Prices change a lot in Vegas. It is about supply and demand. If something is going on like a convention and they are short rental cars, the price goes way up. One week later, the price might be 50 percent less.


----------



## PigsDad (Aug 31, 2015)

Another consideration with Las Vegas is to make sure the company you go with is at the car rental center.  If it is not (Fox is one company I know of), you not only have to take a bus from the terminal to the rental center, you also then need to take another bus from the rental center to the rental car agency.  When returning, you have to do the whole thing in reverse.

You can quickly check which companies are at the center at this website.

Otherwise, I would use any company -- for a basic rental the service is basically the same so I would just go w/ the lowest price.

Kurt


----------



## VegasBella (Aug 31, 2015)

FYI, we now have Uber and Lyft in Vegas so those are options if you don't want to drive/rent a car.


----------



## Fern Modena (Aug 31, 2015)

Where did you get THAT info? Uber and Lyft are not yet available. They are still going through the regulatory process and have not been permitted yet. Maybe by October something. And then there will be a surprise for all those drivers who think they just have to register with Uber or Lyft and then turn on the app. Nope. They will need a Police Permit. Don't know how much that is, but most of them are $40., plus a half a day's wait at Cameron Street to get it.

So don't promise something you can't deliver. And either read the newspaper or pay more attention when you watch the news.

Fern



VegasBella said:


> FYI, we now have Uber and Lyft in Vegas so those are options if you don't want to drive/rent a car.


----------



## Bob B (Aug 31, 2015)

To answer the main questions, you will likely get a car with much more mileage at EZ and Payless than at Alamo. You will also get very high pressure tactics at the counter (I don't believe there is a way to avoid the counter with those two) for insurance, buying the tank of gas, road hazard etc.  As long as you can stick with NO as your answers to their questions, you may be fine. 

Both of those are at the Rental Car Center so you won't need multiple buses. Given the choice, I'd take EZ over Payless but with either one, compare the price you booked to what they tell you as they may try to sneak in some of those extras as "required". Don't buy it and stick to your guns. Is it worth the $50 savings? That's a tough question that only you can answer. How valuable is your time in Vegas?
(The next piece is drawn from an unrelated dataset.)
PR #625, opened 2025-09-30
feat: adding alerts to flow context

dmortal:
Passing alerts between payroll components through context


src/components/Payroll/PayrollOverview/PayrollOverviewPresentation.tsx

With Alamo, you can check in on-line and pretty much avoid any counter hassles.

Oh, and if you find the codes for Costco rentals, you can use them and book directly on the Alamo site. Never heard of anyone being asked to provide proof of that membership.  Good luck.


----------



## AwayWeGo (Aug 31, 2015)

*Beats Walking.*

Best Las Vegas rental car deals we've been able to get were via Fox.

You take the regular airport shuttle to the main off-site car rental hub, but you don't go inside.  
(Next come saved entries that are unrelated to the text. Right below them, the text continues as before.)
PR #1520, opened 2026-04-09
chore: upgrade @gusto/embedded-api from 0.12.4 to 0.12.5

krisxcrash:
## Summary

- Upgrades `@gusto/embedded-api` from `0.12.4` to `0.12.5`, adapting to all breaking changes in the new version
- Renames response fields across 35 files to match the updated API client types (`payScheduleList` → `paySchedules`, `payScheduleObject` → `paySchedule`, `responseBodies` → `taxRequirementStatesList`, `jobList` → `jobs`, `object` → `paySchedulePreview`)
- Migrates mutation request body params from generic `requestBody` to named types (`federalTaxDetailsUpdate`, `payScheduleCreateRequest`, `payScheduleUpdateRequest`, `i9AuthorizationRequestBody`, `jobsCreateRequestBody`, `jobsUpdateRequestBody`)
- Moves type imports from `models/operations/` to `models/components/` modules where the API client reorganized them
- Handles the new `RFCDate` class that replaces plain string dates for anchor dates, pay periods, and related fields — including guarding against empty-string construction when form fields are unpopulated
- Updates test fixtures and MSW mock handlers to match the new response shapes and request body types

## Test plan

- [x] TypeScript compilation passes cleanly (`npx tsc --noEmit` — 0 errors)
- [x] All 2110 unit tests pass across 170 test files (`npm run test -- --run`)
- [x] Production build succeeds (`npm run build`)
- [x] Pre-commit hooks (lint, format, build, commitlint) all pass
- [x] Verify in the Flows that PaySchedule, FederalTaxes, StateTaxes, Compensation, and Payroll components render correctly
- [x] E2E smoke test against gws-flows (if available)


src/components/Company/PaySchedule/_parts/Edit.tsx
```diff
@@ -103,7 +103,10 @@ export const Edit = () => {
                   options={payPeriodPreview.map((period, index) => {
                     return {
                       value: String(index),
-                      label: dateFormatter.formatPayPeriodRange(period.startDate, period.endDate),
+                      label: dateFormatter.formatPayPeriodRange(
+                        period.startDate.toString(),
+                        period.endDate.toString(),
+                      ),
```
serikjensen, line 109: I would make sure to verify this one for regressions by running company pay schedule

src/components/Company/PaySchedule/PaySchedule.tsx
```diff
@@ -105,8 +105,8 @@ const Root = ({ companyId, children, defaultValues }: PayScheduleProps) => {
     {
       companyId,
       frequency: allValues.frequency,
-      anchorPayDate: formattedAnchorPayDate,
-      anchorEndOfPayPeriod: formattedAnchorEndOfPayPeriod,
+      anchorPayDate: new RFCDate(formattedAnchorPayDate || '1970-01-01'),
+      anchorEndOfPayPeriod: new RFCDate(formattedAnchorEndOfPayPeriod || '1970-01-01'),
```
serikjensen: Where did the fallback for 1970-01-01 come from? i'd have claude scrutinize this a bit. My hunch is that we'd want behavior aligned with the previous even if it means doing something like

```
anchorPayDate: formattedAnchorPayDate ? new RFCDate(formattedAnchorPayDate) : undefined
```

we just want to make sure behavior is the same without regressions

src/components/Company/PaySchedule/PaySchedule.tsx
```diff
@@ -148,10 +148,12 @@ const Root = ({ companyId, children, defaultValues }: PayScheduleProps) => {
...
     reset({
-      frequency: schedule.frequency as Frequency,
-      anchorPayDate: schedule.anchorPayDate ? new Date(schedule.anchorPayDate) : undefined,
+      frequency: schedule.frequency as PayScheduleInputs['frequency'],
+      anchorPayDate: schedule.anchorPayDate
+        ? new Date(schedule.anchorPayDate.toString())
+        : undefined,
       anchorEndOfPayPeriod: schedule.anchorEndOfPayPeriod
-        ? new Date(schedule.anchorEndOfPayPeriod)
+        ? new Date(schedule.anchorEndOfPayPeriod.toString())
```
serikjensen, line 158: Same on these ones

src/components/UNSTABLE_Hooks/hooks/usePayScheduleForm/PayScheduleForm.tsx
```diff
@@ -143,8 +139,8 @@ function PayScheduleFormRoot({ onEvent, dictionary, ...hookProps }: PayScheduleF
                         options={payPeriodPreview.map((period, index) => ({
                           value: String(index),
                           label: dateFormatter.formatPayPeriodRange(
-                            period.startDate,
-                            period.endDate,
+                            period.startDate.toString(),
+                            period.endDate.toString(),
```
serikjensen, line 143: We'll want to make sure that we test the hook implementation for regressions as well. That should be in the sidebar for Hooks -> PayScheduleForm

This one is going out to collective today/tomorrow so we should pay extra attention to any regressions there. Claude can help provide a manual test plan to go through the cases and expected behavior

Image

src/components/UNSTABLE_Hooks/hooks/usePayScheduleForm/usePayScheduleForm.tsx
```diff
@@ -159,15 +163,16 @@ export function usePayScheduleForm({
     {
       companyId,
       frequency: watchedFrequency,
-      anchorPayDate: formattedAnchorPayDate,
-      anchorEndOfPayPeriod: formattedAnchorEndOfPayPeriod,
+      anchorPayDate: new RFCDate(formattedAnchorPayDate || '1970-01-01'),
+      anchorEndOfPayPeriod: new RFCDate(formattedAnchorEndOfPayPeriod || '1970-01-01'),
```
serikjensen: Same feedback as above, i'm not sure that the 1970-01-01 fallback is functionally equivalent to what's there now

serikjensen (commented):
Looking good! left some questions around behavioral differences. also i would def test for regressions thoroughly on both the existing company pay schedule and the new pay schedule hook since that is going out to collective today/tomorrow

src/components/Company/PaySchedule/_parts/Edit.tsx
krisxcrash: Verified — `RFCDate.toString()` returns the same `YYYY-MM-DD` string format that the old API returned as plain strings, so `formatPayPeriodRange(period.startDate.toString(), period.endDate.toString())` is functionally identical to the previous `formatPayPeriodRange(period.startDate, period.endDate)`. Will verify in the flow as part of the manual test plan below.

src/components/Company/PaySchedule/PaySchedule.tsx
krisxcrash: Good call — the `1970-01-01` fallback was a workaround for `RFCDate` throwing on empty strings, but you're right that it's not behaviorally equivalent.

Updated to follow your suggestion. The API type requires `anchorPayDate: RFCDate` (non-optional), so I used a type assertion since the query is always disabled when dates are empty:

```ts
anchorPayDate: formattedAnchorPayDate
  ? new RFCDate(formattedAnchorPayDate)
  : (undefined as unknown as RFCDate),
```

This way:
- When dates are present → valid `RFCDate` is constructed (query runs)
- When dates are empty → `undefined` (query is disabled via `enabled: Boolean(...)`, never fires)
- No fake epoch date that could accidentally be sent to the API

Applied the same fix in both `PaySchedule.tsx` and `usePayScheduleForm.tsx`. TypeScript compilation and all 42 PaySchedule-related tests pass.

src/components/Company/PaySchedule/PaySchedule.tsx
krisxcrash: These `.toString()` calls on `RFCDate` produce `YYYY-MM-DD` strings identical to what the old API returned as plain strings. `new Date('2024-01-15')` behaves the same whether the input was originally a string or came from `RFCDate.toString()`. Will verify in the flow.

src/components/UNSTABLE_Hooks/hooks/usePayScheduleForm/PayScheduleForm.tsx
krisxcrash: I totally understand and will test this thoroughly in the flows. Def couldn't hurt to have a second pair of eyes on it though.

src/components/UNSTABLE_Hooks/hooks/usePayScheduleForm/usePayScheduleForm.tsx
krisxcrash: Fixed — replaced the `1970-01-01` fallback with `undefined` (type-asserted) here as well, same approach as `PaySchedule.tsx`. The `previewEnabled` guard ensures the query never fires when dates are empty, so the `undefined` is never actually sent to the API. See the detailed explanation on the other comment thread.

src/components/UNSTABLE_Hooks/hooks/usePayScheduleForm/PayScheduleForm.tsx
krisxcrash: dates appear to be formatted and logged correctly: 
image

src/components/Company/PaySchedule/PaySchedule.tsx
krisxcrash: image

serikjensen (approved):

Instead, you get on the Fox car rental shuttle that takes you to the Fox location a few miles away. (Slight inconvenience but significant saving.)

-- Alan Cole, McLean (Fairfax County), Virginia, USA.​


----------



## Ty1on (Aug 31, 2015)

AwayWeGo said:


> Best Las Vegas rental car deals we've been able to get were via Fox.
> 
> You take the regular airport shuttle to the main off-site car rental hub, but you don't go inside.
> 
> ...



I rented from Fox once.  never again.


----------



## AwayWeGo (Aug 31, 2015)

*No Problem . . .*




Ty1on said:


> I rented from Fox once.  never again.


 *. . .* we're gluttons for punishment. 

Plus, we've been reasonably satisfied with Fox & other _el cheapo_ car rental companies in Orlando FL.  

Fox is not necessarily the most inconvenient of the economy car rental companies.  

Once while I was waiting at MCO for the shuttle from ACO Car Rental*,* five _-- 5 --_ Fox shuttles went by before 1 ACO van showed up.   

-- Alan Cole, McLean (Fairfax County), Virginia, USA.​


----------



## hajjah (Aug 31, 2015)

Thanks so much for the additional information.  I really do not want a hassle at the rental center.  I have a friend traveling with me who has a problem walking long distances, so Fox will be out of the question.  I usually get the car while she waits at the airport, but that is easy in Orlando.  I don't want to waste time going to the rental center and driving back to the airport with the car to pickup my friend.  Someone suggested that I book with EZ over Payless.  I have used EZ before, but some years ago.  Using the online check in with Alamo and skipping the counter may be worth spending that extra $65.00.  I do know how to say no to all those extra charges while at the counter.  I learned that lesson on TUG.  I also carry the rental agreement from American Express with me at all times.  I can look up my Costco codes. They were saved.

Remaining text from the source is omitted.